野呂:「AI動画翻訳くん」は、翻訳の精度が95%超という高精度が売りです。類似する競合サービスにはない革新的な機能だと自負します。
「AI動画翻訳くん」では、各言語に対応する業界用語のデータベースを読み込ませています。さらに「HeyGen」などの翻訳サービスではなく、独自のAIエンジンを構築。これにより、自然で高精度な翻訳を可能にしています。さらに、各言語に精通するメンバーを揃えることで翻訳の質にも配慮します。具体的には日本語、英語、中国語はもちろん、韓国語、ドイツ語、フランス語にも対応できる日本人スタッフを配置。50か国語以上の言語を高精度に翻訳する体制づくりにも余念がありません。
一方、従来の翻訳サービスは機械的な声だったり、そもそも翻訳できていなかったりするケースが少なくありません。これに対し「AI動画翻訳くん」は、ユーザー自身の声の特徴を維持したまま翻訳する機能を備えます。

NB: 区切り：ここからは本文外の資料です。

PR #69113, opened 2025-09-10
CNTRLPLANE-1399: Move HyperShift AKS e2e to centralus instead of eastus2

bryan-cox:
This PR:
- Continues defaulting AKS cluster location to eastus2 as before, but removes the LOCATION environment variable from the AKS provision workflow so other jobs can override the location as needed. No behavior change for existing pipelines; enables per-job location overrides.
- Move Hypershift AKS end-to-end job(s) to Azure Central US (centralus) region. Other jobs remain unchanged.

ref: https://redhat-external.slack.com/archives/C075PHEFZKQ/p1757507227903919


bryan-cox:
The test failed due to https://github.com/openshift/hypershift/pull/6782. The concern in this PR was getting AKS back to provisioning which this PR does.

まるで自分が外国語を流暢に話しているかのような自然な発言が可能となります。
――サービスの開発過程で工夫した点はありますか。
野呂:開発時もっとも重視したのは、ユーザーが簡単に使えるシンプルさです。高度な技術を使っていても、それが一部の人にしか使えないものなら意味がありません。そこで当社は、複雑な技術をいかに広く一般の方々に使っていただけるかに注力しました。
具体的には、動画を指定のURLにアップロードするだけで使えるようにしました。シンプルなユーザーインターフェースを用意するといった従来の考え方をすべて払拭したのです。アップロードから最短2日で翻訳された動画が自動生成されます。ユーザーがあれこれ手を動かすといった作業は必要ありません。

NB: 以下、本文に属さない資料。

PR #69120, opened 2025-09-10
CMP-3385: Enable platform and node testing on all content PRs

rhmdnd:
Now that we consolidated all rules into two profiles for testing
purposes, it's easier to run just two jobs on each PR to catch any
changes that break RHCOS or OCP rules.

### DIFF
--- a/ci-operator/config/ComplianceAsCode/content/ComplianceAsCode-content-master.yaml
+++ b/ci-operator/config/ComplianceAsCode/content/ComplianceAsCode-content-master.yaml
@@ -30,6 +30,46 @@ resources:
       cpu: 200m
       memory: 400Mi
 tests:
+- always_run: true
+  as: e2e-aws-openshift-platform-compliance
+  steps:
+    cluster_profile: quay-aws
+    env:
+      BASE_DOMAIN: quay.devcluster.openshift.com
+    test:
+    - as: test
+      cli: latest
+      commands: |
+        set -x
+        git clone https://github.com/ComplianceAsCode/ocp4e2e.git ocp4e2e
+        pushd ocp4e2e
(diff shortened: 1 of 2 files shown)


ci-operator/config/ComplianceAsCode/content/ComplianceAsCode-content-master.yaml
```diff
@@ -30,6 +30,50 @@ resources:
...
+  steps:
+    cluster_profile: quay-aws
+    env:
+      BASE_DOMAIN: quay.devcluster.openshift.com
+    test:
+    - as: test
+      cli: latest
+      commands: |
+        set -x
+        export component=ocp4-content-ds
```
yuumasato: It doesn't look like `component` is being used anywhere.
I think you need to pass it through `-content-image` flag, but there is no wiring in the make target to pass the image to be used.

Basically it is not clear what content image is being used for the e2e test, the one from `quay.io/redhat-user-workloads`, or the one just built as `ocp4-content-ds`.

If the purpose is test contents from the PR we need to ensure that `ocp4-content-ds` is being used.

rhmdnd: Good call - ripping out the make target so that we can be more specific in how we pass variables into the test suite for this use case.

Specifically, we want to make sure we're using the right content image and we're also passing in the content directory from the PR.

yuumasato (approved):
I think test are failing because `-content-dir` is being set to this PR's path...
`-content-directory=/go/src/github.com/ComplianceAsCode/content/ocp4e2e`

Let's test this on content PRs and see how they run.
/lgtm
/pj-rehearse ack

――「AI動画翻訳くん」の具体的な利用シーンを教えてください。
野呂:「AI動画翻訳くん」はさまざまなシーンでの活用を見込めます。例えば外国人向けの観光動画の制作です。日本の魅力を海外に発信する際、さまざまな言語に翻訳して動画を配信できるようになります。
企業のグローバル戦略の一環として使用するケースもあります。特に2025年4月から、東証プライム上場企業は決算情報や適時開示情報について、日本語と英語の同時開示が義務化されることになっています。こうしたニーズを容易に満たす手段として「AI動画翻訳くん」の利用が見込まれます。
教育分野では、オンライン学習教材、企業の外国人向け研修資料の多言語化などにも役立ちます。もちろんエンターテイメント業界では、YouTubeの最新コンテンツの海外向けに発信する用途でも使えます。医療業界では、治療内容を患者さんの母国語で分かりやすく伝える手段として役立つのではと考えます。
オフショアカンパニーが目指す今後の展望
――オフショアカンパニーとして今後の計画や目標があれば教えてください。
野呂:新たな動画関連サービスを現在構想しています。現時点で詳細は伝えられませんが、「AI動画翻訳くん」同様にAIを駆使した面白いサービスを提供できればと考えます。2024年中には発表する予定ですので、楽しみにしていただければ幸いです。
――「AI動画翻訳くん」の利用を検討する企業に向けてメッセージをいただけますか。
野呂:「AI動画翻訳くん」を通じて、さまざまな可能性を広げていただければと考えます。特にスタートアップ企業や中小、中堅企業の方々が、海外展開を加速させるきっかけになれば幸いです。逆に、海外の優れたサービスを日本に紹介するツールとしても活用できると考えます。「AI動画翻訳くん」がグローバルビジネスをもたらす懸け橋になることを期待します。
「AI動画翻訳くん」が皆さまの事業を支援し、日々の生活やビジネスで活用していただけることが何よりの喜びと考えます。言語の壁を越えて、より多くの人々がつながり、新たな価値を生み出す――。そんな未来の実現に少しでも貢献できればと思います。